THE PROBLEM:
From the line that contains "guilload: So, a" down to the last line of the data below, transcribe every line exactly.

++++ LISTED RECORDS

PR #718, opened 2021-11-02
Implement Kinesis shard consumer

guilload:
### Description
Implement shard consumer, next building for implementing a Kinesis source.

### How was this PR tested?
Added some unit tests.

### Current issues
The Kinesis mock providers do not behave correctly on shard merge or split. Those tests are currently disabled.

### DIFF
--- a/quickwit-indexing/src/source/kinesis/api.rs
+++ b/quickwit-indexing/src/source/kinesis/api.rs
@@ -20,68 +20,14 @@
 // TODO: Remove when `KinesisSource` is fully implemented.
 #![allow(dead_code)]
 
-use std::collections::BTreeSet;
-use std::time::Duration;
-
-use anyhow::Context;
 use rusoto_kinesis::{
-    CreateStreamInput, DeleteStreamInput, DescribeStreamSummaryInput, GetRecordsInput,
-    GetRecordsOutput, GetShardIteratorInput, Kinesis, ListShardsInput, ListStreamsInput, Shard,
-    StreamDescriptionSummary,
+    GetRecordsInput, GetRecordsOutput, GetShardIteratorInput, Kinesis, ListShardsInput, Shard,
 };
-
-/// Creates a Kinesis data stream.
-/// https://docs.aws.amazon.com/kinesis/latest/APIReference/API_CreateStream.html
-async fn create_stream(
-    kinesis_client: &dyn Kinesis,
-    stream_name: &str,
-    num_shards: usize,
-) -> anyhow::Result<()> {
-    let request = CreateStreamInput {
-        stream_name: stream_name.to_string(),
-        shard_count: num_shards as i64,
-    };
-    // TODO: Implement retry.
-    kinesis_client
-        .create_stream(request)
-        .await
-        .with_context(|| format!("Failed to create Kinesis data stream `{}`.", stream_name))?;
-    Ok(())
-}
-
-/// Deletes a Kinesis data stream. Only streams in `ACTIVE` state can be deleted.
-/// https://docs.aws.amazon.com/kinesis/latest/APIReference/API_DeleteStream.html
-async fn delete_stream(kinesis_client: &dyn Kinesis, stream_name: &str) -> anyhow::Result<()> {
-    let request = DeleteStreamInput {
-        stream_name: stream_name.to_string(),
-        ..Default::default()
-    };
-    // TODO: Implement retry.
-    kinesis_client
-        .delete_stream(request)
-        .await
-        .with_context(|| format!("Failed to delete Kinesis data stream `{}`.", stream_name))?;
-    Ok(())
-}
-
-/// Provides a summarized description of the specified Kinesis data stream without the shard list.
-/// https://docs.aws.amazon.com/kinesis/latest/APIReference/API_DescribeStreamSummary.html
-async fn describe_stream(
-    kinesis_client: &dyn Kinesis,
-    stream_name: &str,
-) -> anyhow::Result<StreamDescriptionSummary> {
-    let request = DescribeStreamSummaryInput {
-        stream_name: stream_name.to_string(),
-    };
-    // TODO: Implement retry.
-    let response = kinesis_client.describe_stream_summary(request).await?;
-    Ok(response.stream_description_summary)
-}
 
 /// Gets records from a Kinesis data stream's shard.
 /// https://docs.aws.amazon.com/kinesis/latest/APIReference/API_GetRecords.html
-async fn get_records(
-    kinesis_client: &dyn Kinesis,
+pub(crate) async fn get_records(
+    kinesis_client: &(dyn Kinesis + Send + Sync),
     shard_iterator: String,
 ) -> anyhow::Result<GetRecordsOutput> {
     let request = GetRecordsInput {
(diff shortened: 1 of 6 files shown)


quickwit-indexing/src/source/kinesis/api.rs
```diff
@@ -183,10 +187,46 @@ async fn list_streams(
...
+        adjacent_shard_to_merge: adjacent_shard_id.to_string(),
+    };
+    // TODO: Implement retry.
+    kinesis_client.merge_shards(request).await?;
+    Ok(())
+}
+
+/// Splits a shard into two new shards in the Kinesis data stream.
+/// https://docs.aws.amazon.com/kinesis/latest/APIReference/API_SplitShard.html
+pub(crate) async fn split_shard(
```
fulmicoton, line 210: Is this something we trigger and we actually will do on quickwit? Or is an event we need to react to?

quickwit-indexing/src/source/kinesis/api.rs
```diff
@@ -183,10 +187,46 @@ async fn list_streams(
     Ok(stream_names)
 }
 
+/// Merges two adjacent shards in a Kinesis data stream and combines them into a single shard.
+/// https://docs.aws.amazon.com/kinesis/latest/APIReference/API_MergeShards.html
+pub(crate) async fn merge_shards(
```
fulmicoton, line 192: Same question as below

quickwit-indexing/src/source/kinesis/shard_consumer.rs
```diff
@@ -0,0 +1,340 @@
...
+
+use rusoto_kinesis::{Kinesis, Record};
+use tokio::sync::mpsc;
+use tokio::time::Duration;
+
+use crate::source::kinesis::api::{get_records, get_shard_iterator};
+
+#[derive(Debug)]
+enum ShardConsumerMessage {
+    NewShards(Vec<String>),
```
fulmicoton, line 31: Can you tell what NewShards is about?

quickwit-indexing/src/source/kinesis/shard_consumer.rs
```diff
@@ -0,0 +1,340 @@
...
+    ShardClosed(String),
+    /// The consumer has reached the latest record in the shard.
+    ShardEOF(String),
+}
+
+struct ShardConsumer {
+    stream_name: String,
+    shard_id: String,
+    starting_sequence_number: Option<String>,
+    eof_enabled: bool,
```
fulmicoton, line 47: A comment on the semantics of eof_enabled could be useful (the rest is fairly obvious)

quickwit-indexing/src/source/kinesis/shard_consumer.rs
```diff
@@ -0,0 +1,340 @@
...
+    kinesis_client: Box<dyn Kinesis + Send + Sync>,
+    sink: mpsc::Sender<ShardConsumerMessage>,
+}
+
+impl ShardConsumer {
+    fn new(
+        stream_name: String,
+        shard_id: String,
+        starting_sequence_number: Option<String>,
+        eof_enabled: bool,
```
fulmicoton, line 57: A comment on the semantics of eof_enabled could be useful

quickwit-indexing/src/source/kinesis/shard_consumer.rs
```diff
@@ -0,0 +1,340 @@
...
+    eof_enabled: bool,
+    kinesis_client: Box<dyn Kinesis + Send + Sync>,
+    sink: mpsc::Sender<ShardConsumerMessage>,
+}
+
+impl ShardConsumer {
+    fn new(
+        stream_name: String,
+        shard_id: String,
+        starting_sequence_number: Option<String>,
```
fulmicoton, line 56: A comment telling if it starts at the first el >= starting_sequence_number or the first el  > starting_sequence_number would be very useful

fulmicoton (changes requested):
Minor comments.
(I did not LGTM just because the PR is marked as in progress, as you want to actorify it)

quickwit-indexing/src/source/kinesis/api.rs
guilload: This is an event we react to (see `NewShards` message). This is implemented here for testing purposes.

quickwit-indexing/src/source/kinesis/shard_consumer.rs
guilload: Yep. I'm going to rename this message `ChildShards` actually.

quickwit-indexing/src/source/kinesis/shard_consumer.rs
guilload: Good point.

guilload (commented):
Thanks for the review. You're right, documentation is really sparse. I'll improve upon that.

guilload:
I have addressed the CR comments and "actorified" the shard consumer. This PR is ready for a final round of reviews.

quickwit-indexing/src/source/kinesis/shard_consumer.rs
```diff
@@ -0,0 +1,451 @@
...
+        ctx: &ActorContext<Self::Message>,
+    ) -> Result<(), ActorExitStatus> {
+        self.state.next_shard_iterator = get_shard_iterator(
+            &*self.kinesis_client,
+            &self.stream_name,
+            &self.shard_id,
+            self.from_sequence_number_exclusive.clone(),
+        )
+        .await?;
+        self.process_message(Loop {}, ctx).await?;
```
fulmicoton, line 133: Super nitpick. Probably just a taste story.

`struct Loop` and `Loop` works too.

quickwit-indexing/src/source/kinesis/shard_consumer.rs
```diff
@@ -0,0 +1,451 @@
...
+                    // Filter out duplicate message when two shards are merged.
+                    .filter(|child| child.parent_shards.first() == Some(&self.shard_id))
+                    .map(|child| child.shard_id)
+                    .collect();
+                if !shard_ids.is_empty() {
+                    let message = ShardConsumerMessage::ChildShards(shard_ids);
+                    ctx.send_message(&self.sink, message).await?;
+                }
+            }
+            if self.eof_enabled && response.millis_behind_latest.unwrap_or(-1) == 0 {
```
fulmicoton, line 178: I'd rather have `== Some(0)` instead of the unwrap_or(-1)

quickwit-indexing/src/source/kinesis/shard_consumer.rs
```diff
@@ -0,0 +1,451 @@
...
+                let message = ShardConsumerMessage::ShardEOF(self.shard_id.clone());
+                ctx.send_message(&self.sink, message).await?;
+                return Err(ActorExitStatus::Success);
+            };
+            // The `GetRecords` API has a limit of 5 transactions per second. 1s / 5 + ε = 205ms.
+            let interval = Duration::from_millis(205);
```
fulmicoton, line 184: Do we want to increase the interval if empty? There is not cost component associated to the number of req?

quickwit-indexing/src/source/kinesis/api.rs
fulmicoton: I'm not sure I understand. Could it be #[cfg(test)] for instance?

Can we discuss it a little tomorrow maybe?

fulmicoton (approved):

quickwit-indexing/src/source/kinesis/api.rs
guilload: Yeah, I added a few `#[cfg(test)]` in my `KinesisSource` branch after removing the `#![allow(dead_code)]`.

guilload: Sorry about the confusion. I think we agree on this and will land on the same code, but I concede that the path I'm taking to get there is not the most straightforward.

quickwit-indexing/src/source/kinesis/shard_consumer.rs
guilload: Ok.

quickwit-indexing/src/source/kinesis/shard_consumer.rs
guilload: So, a shard is divided into multiple buckets. Each call to `GetRecords` reads from one bucket. As a result, a call to `GetRecords` can return no records because the bucket is empty, but the next bucket might not, so you still want to poll at the same frequency.

The Kinesis pricing seems to take that into account, and API calls to `GetRecords` are "free."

++++++++

RESULT:
guilload: So, a shard is divided into multiple buckets. Each call to `GetRecords` reads from one bucket. As a result, a call to `GetRecords` can return no records because the bucket is empty, but the next bucket might not, so you still want to poll at the same frequency.

The Kinesis pricing seems to take that into account, and API calls to `GetRecords` are "free."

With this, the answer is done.